Remarks on Small Business Week and the Community Resilience Fund
Good morning, everyone.
I’m happy to be here with Deputy Prime Minister Freeland and Minister Ng, as well as Dr. Tam and Dr. Njoo.
Canada has now passed a total of 200,000 cases of COVID-19 since the spring, with almost 22,000 active cases across the country today.
Here, and around the world, the fight against this virus is far from over.
And in order to win it, we have to keep working together.
Canada is a big country, and the pandemic is playing out differently in different provinces and territories.
That’s why I’m asking everyone to keep following the guidelines of their local public health authorities.
This is a Team Canada effort – and when you wear a mask, limit your in-person close contacts, and use the free COVID Alert app – you’re doing your part.
As a government, we’re doing ours, too.
Since March, we’ve received almost 800 million pieces of personal protective equipment – masks, gloves, gowns, and face shields – to protect frontline workers and Canadians.
This month alone, we’ve distributed over 20 million pieces of PPE to the provinces and territories.
And we’re continuing to work around the clock to ship even more to the frontlines.
As we are doing all we can to ensure that Canadians stay healthy, we continue to step up our efforts to also keep our economy healthy.
This week is Small Business Week.
It’s a chance to recognize the enormous contribution that small businesses make to our country.
In recent weeks, I’ve talked to many entrepreneurs and business leaders, who offered some suggestions and also expressed their concerns.
Small businesses are at the heart of our communities, and our government is there for them.
We’re there for people like Charles-Ugo Boucher, owner of Café Larue, in my own riding of Papineau. The wage subsidy extension will help him keep his employees on the job.
With winter coming, many business owners are hoping that clients won’t be turned off by having to line up outside in the cold.
For small business owners:
The wage subsidy, the new Emergency Commercial Rent Assistance program, which will go directly to small business tenants, and the Canada Emergency Business Account are there for you.
You have shown resilience and creativity, and our government will continue to take meaningful action to support you.
Small businesses are the heart of our communities, and the backbone of our economy.
During Small Business Week, I want to take a moment to recognize the hard work and perseverance that so many people put in every day, and especially over the last 6 months.
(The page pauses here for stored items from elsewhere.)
PR #273, opened 2021-06-09
ArrayList.java class implemented. Tests passed.

nikdagaev:


src/main/java/core/basesyntax/ArrayList.java
```diff
@@ -1,49 +1,115 @@
...
 public class ArrayList<T> implements List<T> {
+    private static final int DEFAULT_CAPACITY = 10;
+    private int size;
+    private Object[] arrayList;
+
+    public ArrayList() {
+        arrayList = new Object[DEFAULT_CAPACITY];
+    }
+
+    private String errorOutOfBoundsMsg(int index) {
```
KseniiaMakarova, line 15:
```suggestion
    private String getErrorOutOfBoundsMessage(int index) {
```

please move private methods below public

src/main/java/core/basesyntax/ArrayList.java
```diff
@@ -1,49 +1,115 @@
...
+        return "Index: " + index + ", Size: " + size;
+    }
+
+    private Object[] grow() {
+        int oldCapacity = arrayList.length;
+        if (oldCapacity > 0) {
```
KseniiaMakarova, line 21: do we need this if-else?

src/main/java/core/basesyntax/ArrayList.java
```diff
@@ -1,49 +1,115 @@
...
+            int newCapacity = (oldCapacity >> 1) + oldCapacity;
```
KseniiaMakarova, line 22: please write what does `>> 1` mean?

src/main/java/core/basesyntax/ArrayList.java
```diff
@@ -1,49 +1,115 @@
...
+            return arrayList = Arrays.copyOf(arrayList, newCapacity);
```
KseniiaMakarova, line 23: can we use `Systems.arrayCopy()` instead?

src/main/java/core/basesyntax/ArrayList.java
```diff
@@ -1,49 +1,115 @@
...
+        } else {
+            return arrayList = new Object[DEFAULT_CAPACITY];
+        }
+    }
+
+    public void ensureCapacity() {
```
KseniiaMakarova, line 29: let's make this method private

src/main/java/core/basesyntax/ArrayList.java
```diff
@@ -1,49 +1,115 @@
...
+        if (size + 1 >= arrayList.length) {
```
KseniiaMakarova, line 30:
```suggestion
        if (size >= arrayList.length) {
```

src/main/java/core/basesyntax/ArrayList.java
```diff
@@ -1,49 +1,115 @@
...
+        }
+    }
+
+    public Object[] toArray(List<T> list) {
+        Object[] listToArray = new Object[list.size()];
+        for (int i = 0; i < listToArray.length; i++) {
+            listToArray[i] = list.get(i);
+        }
+        return listToArray;
+    }
```
KseniiaMakarova, line 41: let's better remove this method) 
or alternatively - if you still want to keep it - add it to interface as well

src/main/java/core/basesyntax/ArrayList.java
```diff
@@ -1,49 +1,115 @@
...
+
+    private void rangeCheck(int index) {
```
KseniiaMakarova, line 43:
```suggestion
    private void checkIndex(int index) {
```

src/main/java/core/basesyntax/ArrayList.java
```diff
@@ -1,49 +1,115 @@
...
+        if (index > size || index < 0) {
+            throw new ArrayListIndexOutOfBoundsException(errorOutOfBoundsMsg(index));
```
KseniiaMakarova, line 45: there is a small problem - if you pass `index + 1` to this method, and the index will be invalid - the message will be incorrect

src/main/java/core/basesyntax/ArrayList.java
```diff
@@ -1,49 +1,115 @@
...
     }
 
     @Override
     public void addAll(List<T> list) {
-
+        Object[] listArr = toArray(list);
+        System.arraycopy(listArr, 0,
+                arrayList, size,
+                listArr.length);
+        size += listArr.length;
```
KseniiaMakarova, line 71: what about capacity check?

let's better simply call `add()` method for each element in `list`

src/main/java/core/basesyntax/ArrayList.java
```diff
@@ -1,49 +1,115 @@
...
-
+        rangeCheck(index + 1);
+        arrayList[index] = value;
     }
 
     @Override
     public T remove(int index) {
-        return null;
+        rangeCheck(index);
+        T toReturn = (T)arrayList[index];
```
KseniiaMakarova, line 89:
```suggestion
        T returnValue = (T) arrayList[index];
```

src/main/java/core/basesyntax/ArrayList.java
```diff
@@ -1,49 +1,115 @@
...
+        System.arraycopy(arrayList, index + 1,
+                arrayList, index,
+                size-- - index);
```
KseniiaMakarova, line 92: I am not sure about this last parameter - let's double check how much elements do we move

KseniiaMakarova (changes requested):
can you please attach the screenshot with tests results to your PR?

src/main/java/core/basesyntax/ArrayList.java
nikdagaev: oldCapacity * 1.5

src/main/java/core/basesyntax/ArrayList.java
nikdagaev: image

src/main/java/core/basesyntax/ArrayList.java
nikdagaev: According to the logic I was trying to put into my code, we always put index into this method, not index + 1

src/main/java/core/basesyntax/ArrayList.java
```diff
@@ -1,49 +1,111 @@
...
+        System.arraycopy(arrayList, index,
+                arrayList, index + 1,
+                size++ - index);
+        arrayList[index] = value;
     }
 
     @Override
     public void addAll(List<T> list) {
-
+        Object[] listArr = toArray(list);
```
KseniiaMakarova, line 40: the name of the variable is not very good( let's not shorten words

also, do we need to make an array at all here?
can we get value from list?

src/main/java/core/basesyntax/ArrayList.java
```diff
@@ -1,49 +1,111 @@
...
+        for (int i = 0; i < list.size(); i ++) {
+            add((T) listArr[i]);
+        }
     }
 
     @Override
     public T get(int index) {
-        return null;
+        checkIndex(index + 1);
```
KseniiaMakarova, line 48: I meant this case when I said that the exception message would not be correct

src/main/java/core/basesyntax/ArrayList.java
```diff
@@ -1,49 +1,111 @@
...
     public void set(T value, int index) {
-
+        checkIndex(index + 1);
+        arrayList[index] = value;
     }
 
     @Override
     public T remove(int index) {
-        return null;
+        checkIndex(index);
```
KseniiaMakarova, line 60: will we be able to remove element on index 5 if the size is 5?

src/main/java/core/basesyntax/ArrayList.java
```diff
@@ -1,49 +1,111 @@
...
     }
 
     @Override
     public boolean isEmpty() {
-        return false;
+        return size == 0;
+    }
+
+    private void ensureCapacity() {
+        if (size + 1 > arrayList.length) {
```
KseniiaMakarova, line 89: why `size + 1` and not size?

src/main/java/core/basesyntax/ArrayList.java
```diff
@@ -1,49 +1,111 @@
...
+            grow();
+        }
+    }
+
+    private String getErrorOutOfBoundsMessage(int index) {
+        return "Index: " + index + ", Size: " + size;
+    }
```
KseniiaMakarova, line 96: I would suggest to remove this method
and generify the message in this case
like `The index is invalid!`

KseniiaMakarova (changes requested):

src/main/java/core/basesyntax/ArrayList.java
```diff
@@ -1,49 +1,108 @@
...
+                arrayList, index + 1,
+                size++ - index);
+        arrayList[index] = value;
     }
 
     @Override
     public void addAll(List<T> list) {
-
+        for (int i = 0; i < list.size(); i++) {
+            add((T) list.get(i));
```
KseniiaMakarova, line 41:
```suggestion
            add(list.get(i));
```

src/main/java/core/basesyntax/ArrayList.java
```diff
@@ -1,49 +1,108 @@
...
+        checkIndex(index + 1);
+        arrayList[index] = value;
     }
 
     @Override
     public T remove(int index) {
-        return null;
+        if (index >= size || index < 0) {
+            throw new ArrayListIndexOutOfBoundsException("The index is invalid!");
+        }
```
KseniiaMakarova, line 61: can you use your private method?

KseniiaMakarova (changes requested):
almost done! just please use private method instead logic duplication

KseniiaMakarova (approved):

Whether you’ve adapted your menu to make take-out easier, or used your 3D printers to manufacture PPE, your resilience and creativity is an inspiration.
As a government, our goal is to help you and your employees, through this tough time.
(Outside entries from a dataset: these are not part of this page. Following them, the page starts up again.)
PR #284, opened 2021-06-10
HW-8 Created my ArrayList

docer95:
Overridden methods add/get/set/remove/size/isEmpty

### DIFF
--- a/src/main/java/core/basesyntax/ArrayList.java
+++ b/src/main/java/core/basesyntax/ArrayList.java
@@ -1,49 +1,96 @@
 package core.basesyntax;
 
+import java.util.Arrays;
+import java.util.NoSuchElementException;
+
 public class ArrayList<T> implements List<T> {
+    private static int MAX_SIZE_ARRAY = 10;
+    private T[] myList;
+    private int size;
+
+    public ArrayList() {
+        myList = (T[]) new Object[MAX_SIZE_ARRAY];
+    }
 
     @Override
     public void add(T value) {
-
+        if (size + 1 >= myList.length) {
+            expandingMaxSize();
+        }
+        myList[size++] = value;
     }
 
     @Override
     public void add(T value, int index) {
-
+        checkIndex(index);
+        if (size + 1 == MAX_SIZE_ARRAY) {
+            expandingMaxSize();
+        }
+        System.arraycopy(myList, index, myList, index + 1, size++ - index);
+        myList[index] = value;
     }
 
     @Override
     public void addAll(List<T> list) {
-
+        for (int i = 0; i < list.size(); i++) {
+            add(list.get(i));
+        }
     }
 
     @Override
     public T get(int index) {
-        return null;
+        checkIndex(index + 1);
+        return myList[index];
     }
 
     @Override
     public void set(T value, int index) {
-
+        checkIndex(index + 1);
+        myList[index] = value;
     }
 
     @Override
     public T remove(int index) {
-        return null;
+        checkIndex(index);
+        T newTempList = myList[index];
+        System.arraycopy(myList, index + 1, myList, index, size - 1 - index);
+        size--;
+        return newTempList;
     }
 
     @Override
     public T remove(T element) {
-        return null;
+        for (int i = 0; i < size; i++) {
+            if (myList[i] == element || (myList[i] != null && myList[i].equals(element))) {
+                return remove(i);
+            }
+        }
+        throw new NoSuchElementException("List haven't this element!");
     }
 
     @Override
     public int size() {
-        return 0;
+        return size;
     }
 
     @Override
     public boolean isEmpty() {
-        return false;
+        return size == 0;
+    }
+
+    private void checkIndex(int index) {
+        if (index < 0 || index > size) {
+            throw new ArrayListIndexOutOfBoundsException("This index incorrect");
+        }
+    }
+
+    private T[] expandingMaxSize() {
+        int oldCapacity = myList.length;
+        if (oldCapacity > 0) {
+            int newCapacity = (oldCapacity >> 1) + oldCapacity;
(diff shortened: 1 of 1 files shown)


src/main/java/core/basesyntax/ArrayList.java
```diff
@@ -1,49 +1,96 @@
 package core.basesyntax;
 
+import java.util.Arrays;
+import java.util.NoSuchElementException;
+
 public class ArrayList<T> implements List<T> {
+    private static int MAX_SIZE_ARRAY = 10;
```
KseniiaMakarova, line 7: is everything ok here?

src/main/java/core/basesyntax/ArrayList.java
```diff
@@ -1,49 +1,96 @@
...
+    private int size;
+
+    public ArrayList() {
+        myList = (T[]) new Object[MAX_SIZE_ARRAY];
+    }
 
     @Override
     public void add(T value) {
-
+        if (size + 1 >= myList.length) {
```
KseniiaMakarova, line 17: why `size + 1` and not just `size`?

src/main/java/core/basesyntax/ArrayList.java
```diff
@@ -1,49 +1,96 @@
...
+            expandingMaxSize();
+        }
+        myList[size++] = value;
     }
 
     @Override
     public void add(T value, int index) {
-
+        checkIndex(index);
+        if (size + 1 == MAX_SIZE_ARRAY) {
```
KseniiaMakarova, line 26: same
also - is it correct to compare with MAX_SIZE_ARRAY?

src/main/java/core/basesyntax/ArrayList.java
```diff
@@ -1,49 +1,96 @@
...
     public void set(T value, int index) {
-
+        checkIndex(index + 1);
+        myList[index] = value;
     }
 
     @Override
     public T remove(int index) {
-        return null;
+        checkIndex(index);
```
KseniiaMakarova, line 54: should you be able to remove element at index that equals size?

src/main/java/core/basesyntax/ArrayList.java
```diff
@@ -1,49 +1,96 @@
...
+        T newTempList = myList[index];
```
KseniiaMakarova, line 55: is the variable name informative?

src/main/java/core/basesyntax/ArrayList.java
```diff
@@ -1,49 +1,96 @@
...
 
     @Override
     public T remove(T element) {
-        return null;
+        for (int i = 0; i < size; i++) {
+            if (myList[i] == element || (myList[i] != null && myList[i].equals(element))) {
+                return remove(i);
+            }
+        }
+        throw new NoSuchElementException("List haven't this element!");
```
KseniiaMakarova, line 68:
```suggestion
        throw new NoSuchElementException("List doesn't have this element!");
```

src/main/java/core/basesyntax/ArrayList.java
```diff
@@ -1,49 +1,96 @@
...
 
     @Override
     public boolean isEmpty() {
-        return false;
+        return size == 0;
+    }
+
+    private void checkIndex(int index) {
+        if (index < 0 || index > size) {
+            throw new ArrayListIndexOutOfBoundsException("This index incorrect");
```
KseniiaMakarova, line 83:
```suggestion
            throw new ArrayListIndexOutOfBoundsException("This index is incorrect");
```

src/main/java/core/basesyntax/ArrayList.java
```diff
@@ -1,49 +1,96 @@
...
+        }
+    }
+
+    private T[] expandingMaxSize() {
```
KseniiaMakarova, line 87:
```suggestion
    private T[] expandArray() {
```

src/main/java/core/basesyntax/ArrayList.java
```diff
@@ -1,49 +1,96 @@
...
+        int oldCapacity = myList.length;
+        if (oldCapacity > 0) {
```
KseniiaMakarova, line 89: why do you have this check?
can it be 0 or less?

src/main/java/core/basesyntax/ArrayList.java
```diff
@@ -1,49 +1,96 @@
...
+            int newCapacity = (oldCapacity >> 1) + oldCapacity;
+            return myList = Arrays.copyOf(myList, newCapacity);
```
KseniiaMakarova, line 91: let's use `System.arraycopy()`

KseniiaMakarova (changes requested):

src/main/java/core/basesyntax/ArrayList.java
docer95: No I can't. This value is not included in the index check condition. But I made a mistake in the verification and now, wherever I used it in the methods, everything needs to be corrected.

src/main/java/core/basesyntax/ArrayList.java
```diff
@@ -1,49 +1,97 @@
...
     public void set(T value, int index) {
-
+        checkIndex(index);
+        myList[index] = value;
     }
 
     @Override
     public T remove(int index) {
-        return null;
+        if (index > size || index < 0) {
```
KseniiaMakarova, line 55: should you be able to remove from index 5 when your size is 5?

KseniiaMakarova (changes requested):

src/main/java/core/basesyntax/ArrayList.java
docer95: yes. We must use checkIndex instead if

KseniiaMakarova (approved):
nice!

PR #305, opened 2021-08-20
Created own ArrayList class and implemented some methods

kovalskiy7777:


src/main/java/core/basesyntax/ArrayList.java
```diff
@@ -1,48 +1,114 @@
...
+    private T fastRemove(int index) {
+        T elementToRemove = array[index];
+        int lengthLastPartArray = size - index;
+        int correctLastElement = lengthLastPartArray == 1 ? 1 : 0;
+        System.arraycopy(array, index + 1, array, index, lengthLastPartArray - correctLastElement);
+        size--;
+        return elementToRemove;
+    }
+
+    private T[] reSize() {
```
boroda4436, line 109:
```suggestion
    private T[] resize() {
```

src/main/java/core/basesyntax/ArrayList.java
```diff
@@ -1,48 +1,114 @@
...
+        return size;
     }
 
     @Override
     public boolean isEmpty() {
-        return false;
+        return size == 0;
+    }
+
+    private void checkIndexForAdd(int index, int adjustment) {
```
boroda4436, line 94:
```suggestion
    private void checkIndexForAdd(int index) {
```
Consider not using `adjustment` parameter in this method

boroda4436 (changes requested):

From the beginning of this crisis, we took immediate and significant action to help Canadian businesses keep their door open and their workers on the job.
Recently, I spoke with many small business owners that shared their experience with me.
Dr. Hedy Fry introduced me to Lisa Arthurs, owner of Quick Nickel Clothing in Vancouver’s West End, for whom the new Canada Emergency Rent Subsidy could provide direct help as she continues to work hard to keep her business running.
Of course, the extended wage subsidy and the expanded Canada Emergency Business Account are also there to help.
Moving forward, we will continue to listen to the needs of small businesses, just like we listen to the needs of all Canadians.
We’ll be there for people, whatever it takes, as long as it takes.
Unfortunately, our fight against COVID-19 isn’t over, and we must continue to follow the guidelines of our local public health authorities.
Wear a mask, download the free COVID Alert App, and limit your close contacts.
And as you’re making an effort to slow the spread of the virus, why not encourage small businesses in your neighbourhood and mark Small Business Week by ordering a meal from the restaurant down the street or buying a gift card for your favourite store.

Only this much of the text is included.